46 In the event, his Honour made no findings, except as at the time of trial, about the impact of the appellant's neck injury upon his employability, or upon his enjoyment of life. To conclude, as he finally did, that the appellant had not made out his case was to state a conclusion in the absence of necessary findings - which, even considered at the level of sufficiency of reasons, was impermissible.[5]
47 This should next be said. In concluding that the appellant had not established that his then inability to work, and his daily restrictions and limitations, were due to his neck injury, it may be, I put the matter no higher, the judge approached the matter from an incorrect standpoint. What his Honour had to do was to decide what symptoms afflicted the appellant in consequence of his compensable injury, and with what effect. If, by reason of pain and suffering consequences the compensable injury met the serious injury test, it was beside the point that some other condition might also have satisfied the test by reason of its pain and suffering consequences. His Honour's reasons rather suggest that he approached the matter on the footing that there must only be one condition which could satisfy the test.
48 I should mention one further matter. In the second key paragraph of his reasons, the judge concluded, as I noted earlier, that it was difficult, as matters stood, to differentiate the then consequences of the neck injury and the "multiplicity of other conditions which significantly impair [the appellant's] ability to work and enjoy life". In my respectful opinion, however, examination of the evidence does not support a conclusion that there was any such difficulty. His Honour's conclusion did not sit comfortably with his apparent acceptance that the appellant was incapacitated by his neck injury to the extent which he had indicated. In any event, the plaintiff complained, so far as his neck injury was concerned, of pain and disability affecting his neck and left arm. His other main problems were arthritis affecting the left hip - it had already been the subject of successful surgery - and disability of the right knee. The symptoms affecting the hip and knee of which the appellant complained must surely have been susceptible of disentanglement from his complaint of symptoms deriving from his neck injury.

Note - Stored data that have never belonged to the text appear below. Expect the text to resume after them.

PR #364, opened 2020-03-06
chore: capture test logs and save as CircleCI artifacts

Shesekino:
store logs as CircleCI artifact after KinD integration test

### DIFF
--- a/.circleci/config.yml
+++ b/.circleci/config.yml
@@ -31,6 +31,9 @@ jobs:
     steps:
       - checkout
       - run:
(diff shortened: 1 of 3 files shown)


Shesekino:
test

Shesekino:
I view it as an environmental concern - CircleCI creates the dir, CircleCI stores the artifacts.
you can have the logs when running locally, but you need to opt-in (so we don't spam files in peoples' work stations).
the console.log in dumpLogs() hints towards how to do that :)

PR #370, opened 2020-03-09
chore/e2e operator

ivanstanev:

### What this does

Adds a new deployment flow - using an Operator - and uses it with OpenShift 4 integration tests.
In order to match the flow of installing an Operator through the UI, we do the following manual steps:
- generate OLM (Operator Lifecycle Manager) files that specify how to deploy the Operator
- apply the SnykMonitor CustomResource - this makes the Operator install a snyk-monitor in the namespace

This same flow would be performed by any user wishing to install the snyk-monitor outside of using the UI so we can be confident it is accurate and covering both manual and UI install.

### More information

- [Jira ticket RUN-684](https://snyksec.atlassian.net/browse/RUN-684)


test/helpers/kubectl.ts
```diff
@@ -67,6 +67,12 @@ export async function createDeploymentFromImage(name: string, image: string, nam
   console.log(`Done Letting Kubernetes decide how to manage image ${image} with name ${name}`);
 }
 
+export async function deleteResource(kind: string, name: string, namespace = 'default') {
```
Shesekino: I'd rather avoid default values (no pun intended)

test/setup/index.ts
```diff
@@ -9,6 +9,7 @@ import * as waiters from './waiters';
 
 const testPlatform = process.env['TEST_PLATFORM'] || 'kind';
 const createCluster = process.env['CREATE_CLUSTER'] === 'true';
+const deploymentType = process.env['DEPLOYMENT_TYPE'] || 'YAML';
```
Shesekino: I don't want to block on this - but I'd love it if you could push for paying back some technical debt around these areas in the next sprint. about one day's work at most?
1. unify the setup parameters under one object:
```
interface setupConfiguration = {
  platform: string;
  createCluster: bool;
  deploymentType: string;
}
```
or something like that.

2. find a more elegant way to inject these values than having 3 env variables blocking our package.json

what do you think?

.circleci/config.yml
```diff
@@ -164,9 +169,17 @@ jobs:
           command: |
             export IMAGE_TAG=$([[ "$CIRCLE_BRANCH" == "staging" ]] && echo "staging-candidate" || echo "discardable")
             export SNYK_MONITOR_IMAGE_TAG="${IMAGE_TAG}-${CIRCLE_SHA1}"
-            export SNYK_OPERATOR_VERSION="0.0.1"
+            export SNYK_OPERATOR_VERSION="0.0.1-${CIRCLE_SHA1}"
             export SNYK_OPERATOR_IMAGE_TAG="${SNYK_MONITOR_IMAGE_TAG}"
             ./scripts/package-operator.sh "${SNYK_OPERATOR_VERSION}" "${SNYK_OPERATOR_IMAGE_TAG}" "${SNYK_MONITOR_IMAGE_TAG}"
+      - run:
+          name: REMOVE TEMPLATED OPERATOR BEFORE PERSISTING TO WORKSPACE
```
Shesekino: let's start using lower cases in these steps?

.circleci/config.yml
```diff
@@ -164,9 +169,17 @@ jobs:
...
+          command: |
+            rm -r snyk-operator/deploy/olm-catalog/snyk-operator/0.0.0
```
Shesekino: I usually prefer ```-f``` here just to avoid flakiness or errors. would that make sense here?

.circleci/config.yml
```diff
@@ -177,6 +190,24 @@ jobs:
...
+    steps:
+      - attach_workspace:
+          at: snyk-operator
+      - run:
+          name: Install operator-courier
+          command: pip3 install operator-courier
+      - run:
+          name: Upload Operator to Quay
+          command: |
+            export QUAY_TOKEN=$(curl -H "Content-Type: application/json" -XPOST https://quay.io/cnr/api/v1/users/login -d "{\"user\": {\"username\": \"${QUAY_USERNAME}\", \"password\": \"${QUAY_PASSWORD}\"}}" | jq -r .token)
```
Shesekino: consider using a script (Python or Shell) to do this, I'm concerned we're loading too many things on our circleci config file

.circleci/config.yml
```diff
@@ -164,9 +169,17 @@ jobs:
           command: |
             export IMAGE_TAG=$([[ "$CIRCLE_BRANCH" == "staging" ]] && echo "staging-candidate" || echo "discardable")
             export SNYK_MONITOR_IMAGE_TAG="${IMAGE_TAG}-${CIRCLE_SHA1}"
-            export SNYK_OPERATOR_VERSION="0.0.1"
+            export SNYK_OPERATOR_VERSION="0.0.1-${CIRCLE_SHA1}"
```
Shesekino: this is what's using the ```upload_operator``` step?

test/helpers/kubectl.ts
```diff
@@ -67,6 +67,12 @@ export async function createDeploymentFromImage(name: string, image: string, nam
   console.log(`Done Letting Kubernetes decide how to manage image ${image} with name ${name}`);
 }
 
+export async function patchResourceFinalizers(kind: string, name: string, namespace = 'default') {
```
Shesekino: please no default values where can be avoided

test/helpers/kubectl.ts
```diff
@@ -102,6 +108,31 @@ export async function getPodLogs(podName: string, namespace: string): Promise<an
   return logsOutput.stdout;
 }
 
+export async function waitForPodsReady(partialName: string, namespace: string): Promise<void> {
```
Shesekino: this seems a bit funky, can we be a bit more clear here? why do we need a partial match followed by waiting for it to be ready? can't we wait for a condition on some deployment to be 1/1 or something like that?

test/setup/deployers/operator.ts
```diff
@@ -0,0 +1,33 @@
...
+  _imageOpts: {
+    imageNameAndTag: string;
+    imagePullPolicy: string;
+  },
+): Promise<void> {
+  const namespace = 'snyk-monitor';
+  await kubectl.createNamespace(namespace);
+
+  const secretName = 'snyk-monitor';
+  const gcrDockercfg = process.env['GCR_IO_DOCKERCFG'] || '{}';
```
Shesekino: this line seems familiar, maybe there's room for this to be consolidated somewhere?

test/setup/index.ts
ivanstanev: Sure, let's do it with some YAML config! 🙂 

Agreed, will be happy to allocate some time to resolve this

.circleci/config.yml
ivanstanev: Not sure what is the question, the upload_operator step matches this versioning scheme!
The operator-sdk and Quay don't allow us to use just a tag, but something that resembles x.y.z-tag is OK

test/setup/deployers/operator.ts
ivanstanev: I think we can move it one level up, in setup.ts, because it's a prerequisite to deploying the monitor itself! It will be identical for every platform, regardless of the deployment type. Would you be OK if I did it in a separate PR? It's not a small change, because if I move this code then a lot of other code needs to be trimmed down (unused vars, the interface for the deploy() function gets affected...)?

.circleci/config.yml
ivanstanev: I think it makes sense to extract it out to some script so it can be run locally, but what is your bigger vision here? To have every CI step be in its own separate script?

.circleci/config.yml
ivanstanev: 🤷‍♂ So far no issues without `-f` but I'm happy to add it anyway!

test/fixtures/operator/installation.yaml
```diff
@@ -0,0 +1,19 @@
...
+kind: OperatorGroup
+metadata:
+  name: snyk-operator
+  namespace: snyk-monitor
+spec:
+  targetNamespaces:
+  - snyk-monitor
+---
+apiVersion: operators.coreos.com/v1alpha1
+kind: Subscription
```
shaimendel: I really have no idea what this means, but it looks professional

test/fixtures/operator/installation.yaml
```diff
@@ -0,0 +1,19 @@
+apiVersion: operators.coreos.com/v1
+kind: OperatorGroup
+metadata:
+  name: snyk-operator
+  namespace: snyk-monitor
+spec:
+  targetNamespaces:
+  - snyk-monitor
+---
+apiVersion: operators.coreos.com/v1alpha1
```
shaimendel: is this supposed to be `v1alpha1`?

test/helpers/kubectl.ts
```diff
@@ -67,6 +67,12 @@ export async function createDeploymentFromImage(name: string, image: string, nam
   console.log(`Done Letting Kubernetes decide how to manage image ${image} with name ${name}`);
 }
 
+export async function deleteResource(kind: string, name: string, namespace: string) {
```
shaimendel: shouldn't all other delete* functions use this one?

test/setup/index.ts
shaimendel: not sure if this still needs to be done or not, either as a ticket or a commit :)

.circleci/config.yml
shaimendel: I think we should add a general task to clean our circleci config, it is getting huge

test/helpers/kubectl.ts
```diff
@@ -102,6 +108,22 @@ export async function getPodLogs(podName: string, namespace: string): Promise<an
...
+export async function waitForDeployment(name: string, namespace: string): Promise<void> {
+  console.log(`Trying to find deployment ${name} in namespace ${namespace}`);
+  for (let attempt = 0; attempt < 60; attempt++) {
+    try {
+      await exec(`./kubectl get deployment.apps/${name} -n ${namespace}`);
+    } catch (error) {
+      await sleep(1000);
+    }
+  }
+  console.log(`Found deployment ${name} in namespace ${namespace}`);
```
shaimendel: should we throw something in case we actually couldn't find the deployment? currently we print that anyway

test/setup/platforms/openshift4.ts
```diff
@@ -49,9 +49,35 @@ export async function exportKubeConfig(): Promise<void> {
...
+    kubectl.patchResourceFinalizers('customresourcedefinition', 'snykmonitors.charts.helm.k8s.io', 'snyk-monitor').catch((error) => {
+      console.log(error);
+    }),
+    kubectl.patchResourceFinalizers('snykmonitors.charts.helm.k8s.io', 'snyk-monitor', 'snyk-monitor').catch((error) => {
+      console.log(error);
+    }),
+  ]);
+
+  await Promise.all([
+    kubectl.deleteResource('customresourcedefinition', 'snykmonitors.charts.helm.k8s.io', 'default').catch((error) => {
```
shaimendel: I really don't like it, but I don't see a better alternative 😆

test/fixtures/operator/installation.yaml
ivanstanev: Haha, that is what OpenShift does under the hood when you click to install the Operator through the UI!

test/helpers/kubectl.ts
ivanstanev: Yes, but part of a general improvement, didn't want to touch too much code in this PR, only what is relevant

test/helpers/kubectl.ts
ivanstanev: It would be accurate indeed.. right now it would fail later, when it tries to wait for a deployment named `undefined` - it will fail immediately

test/setup/platforms/openshift4.ts
ivanstanev: How come? 😄 The Operator creates these files, we don't have a good way to clean them up...

test/helpers/kubectl.ts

The same could be said about symptoms of gouty arthritis affecting the right big toe and joints in the hands.
49 Next, the appellant had not been treated for his neck injury by physiotherapy for years before 2005. Even if such treatment had been continuing, it could scarcely have been confused with physiotherapy given in the course of rehabilitation from a hip replacement operation, or for a painful knee; whilst the fact that painkillers might give pain relief at more than one site of injury could not mean that the injuries themselves were not capable of dissection.
Orders
50 In my opinion the appeal should be allowed, the order made in the County Court on 9 November 2005 should be set aside, and the application should be remitted to the County Court for fresh hearing and determination.